The point I feel needs to be made is that in general these tools just run commands on remote servers. They are not aware of the commands output structure, what denotes pass or fail in the context of the command etc. Basically the commands people run are commands designed for ages to be looked at by human eyes and then parsed by a human mind. Yes they are easy to pipe and grep and chop up, but ultimately it was always designed to be run on one server at a time.
The parallel ssh’ers run these commands in parallel and you tend to get a mash of output. The output is mixed STDOUT and STDERR and often output from different machines are multiplexed into each other so you get a stream of text that is hard to decipher even on 2 machines, not to mention 200 at once.
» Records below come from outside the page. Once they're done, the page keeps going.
PR #305, opened 2025-08-20
cbor: reduce CborEncoder cacheline size to 24 bytes for x86-64 arch

GermanAizek:
@thiagomacieira,
## About patch changes

size_t have 8 byte in x64 arch, flags strict 4 byte (int) therefore, C compiler adding +4 bytes padding in memory layout for struct.

Before this patch CborEncoder have size in diff arch (x86 - 24 bytes, x64 - 32 bytes).

Now size is identical, uint64_t is very difficult to fill, so I shortened range using bit fields. This change may be performance-critical for older processors without L3 cache, low ram capacity or embedded systems.

### DIFF
--- a/src/cbor.h
+++ b/src/cbor.h
@@ -230,8 +230,16 @@ struct CborEncoder
         CborEncoderWriteFunction writer;
     } data;
     uint8_t *end;
+#ifdef __i386__
+    uint32_t remaining;
+    int flags;
+#elifdef __x86_64__
+    uint64_t remaining : 58;
+    int flags : 6;
+#else
     size_t remaining;
     int flags;
+#endif
 };
 typedef struct CborEncoder CborEncoder;
 


src/cbor.h
```diff
@@ -230,8 +230,16 @@ struct CborEncoder
         CborEncoderWriteFunction writer;
     } data;
     uint8_t *end;
+#ifdef __i386__
+    uint32_t remaining;
+    int flags;
+#elifdef __x86_64__
```
thiagomacieira, line 236: `#elifdef` is C23. We can't have that.

thiagomacieira (commented):
> size_t have 8 byte in x64 arch, flags strict 4 byte (int) therefore, C compiler adding +4 bytes padding in memory layout for struct.

Correct, but that's not a problem. In fact, a 32-byte struct is easier to allocate in memory so it won't cross cachelines. Not that I expect applications to have more than a handful of `CborEncoder` objects in the first place: the number should be that of the depth of the most nested item.

> Before this patch CborEncoder have size in diff arch (x86 - 24 bytes, x64 - 32 bytes).
>
> Now size is identical,

No, it isn't and your x86 calculation was wrong. The size on all 32-bit architectures was 16 bytes, not 24.

This patch would reduce the size on x86-64, but why should we do that for x86-64 only? Why not for other 64-bit architectures?

> This change may be performance-critical for older processors without L3 cache, low ram capacity or embedded systems.

x86-64 systems without L3 still running? With low RAM that can't deal with a 32-byte struct in modest quantities? Sorry, but I don't buy that.

The original Athlon64 did come without L3, but it had 64 kB of L1d and 512 kB of L2. It may have had on-motherboard L3, whereas today we have on-die L3, and some of those were already common back then.

src/cbor.h
GermanAizek: > x86-64 systems without L3 still running? With low RAM that can't deal with a 32-byte struct in modest quantities? Sorry, but I don't buy that.

@thiagomacieira, I building and create PR with patch from Celeron D220 from 2008 without L3 cache with 4 GB DDR2.
I also have MODERN from AMD A6-9225 without L3 cache from 2018 and Intel Atom Z3735F without L3 cache from 2016.

They are all 64-bit and do not have an L3 cache. They have enough RAM for modern tasks, it's just that structs is growing in size and no one project is optimizing it.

Take as an example a simple yum command to install a package:
% yum install zsh Loaded plugins: fastestmirror, priorities, protectbase, security Loading mirror speeds from cached hostfile 372 packages excluded due to repository priority protections 0 packages excluded due to repository protections Setting up Install Process Package zsh-4.2.6-3.el5.i386 already installed and latest version Nothing to do
When run on one machine you pretty much immediately know whats going on, package was already there so nothing got done, now lets see cap invoke:
# cap invoke COMMAND="yum -y install zsh"
* executing `invoke'
* executing "yum -y install zsh"
servers: ["web1", "web2", "web3"]
[web2] executing command
[web1] executing command
[web3] executing command
** [out :: web2] Loaded plugins: fastestmirror, priorities, protectbase, security
** [out :: web2] Loading mirror speeds from cached hostfile
** [out :: web3] Loaded plugins: fastestmirror, priorities, protectbase
** [out :: web3] Loading mirror speeds from cached hostfile
** [out :: web3] 495 packages excluded due to repository priority protections
** [out :: web2] 495 packages excluded due to repository priority protections
** [out :: web3] 0 packages excluded due to repository protections
** [out :: web3] Setting up Install Process
** [out :: web2] 0 packages excluded due to repository protections
** [out :: web2] Setting up Install Process
** [out :: web1] Loaded plugins: fastestmirror, priorities, protectbase
** [out :: web3] Package zsh-4.2.6-3.el5.x86_64 already installed and latest version
** [out :: web3] Nothing to do
** [out :: web1] Loading mirror speeds from cached hostfile
** [out :: web1] Install 1 Package(s)
** [out :: web2] Package zsh-4.2.6-3.el5.x86_64 already installed and latest version
** [out :: web2] Nothing to do
** [out :: web1] 548 packages excluded due to repository priority protections
** [out :: web1] 0 packages excluded due to repository protections
** [out :: web1] Setting up Install Process
** [out :: web1] Resolving Dependencies
** [out :: web1] --> Running transaction check
** [out :: web1] ---> Package zsh.x86_64 0:4.2.6-3.el5 set to be updated
** [out :: web1] --> Finished Dependency Resolution
** [out :: web1]
** [out :: web1] Dependencies Resolved
** [out :: web1]
** [out :: web1] ================================================================================
** [out :: web1] Package Arch Version Repository Size
** [out :: web1] ================================================================================
** [out :: web1] Installing:
** [out :: web1] zsh x86_64 4.2.6-3.el5 centos-base 1.7 M
** [out :: web1]
** [out :: web1] Transaction Summary
** [out :: web1] ================================================================================
** [out :: web1] Install 1 Package(s)
** [out :: web1] Upgrade 0 Package(s)
** [out :: web1]
** [out :: web1] Total download size: 1.7 M
** [out :: web1] Downloading Packages:
** [out :: web1] Running rpm_check_debug
** [out :: web1] Running Transaction Test
** [out :: web1] Finished Transaction Test
** [out :: web1] Transaction Test Succeeded
** [out :: web1] Running Transaction
** [out :: web1] Installing : zsh 1/1
** [out :: web1]
** [out :: web1]
** [out :: web1] Installed:
** [out :: web1] zsh.x86_64 0:4.2.6-3.el5
** [out :: web1]
** [out :: web1] Complete!
command finished
zlib(finalizer): the stream was freed prematurely.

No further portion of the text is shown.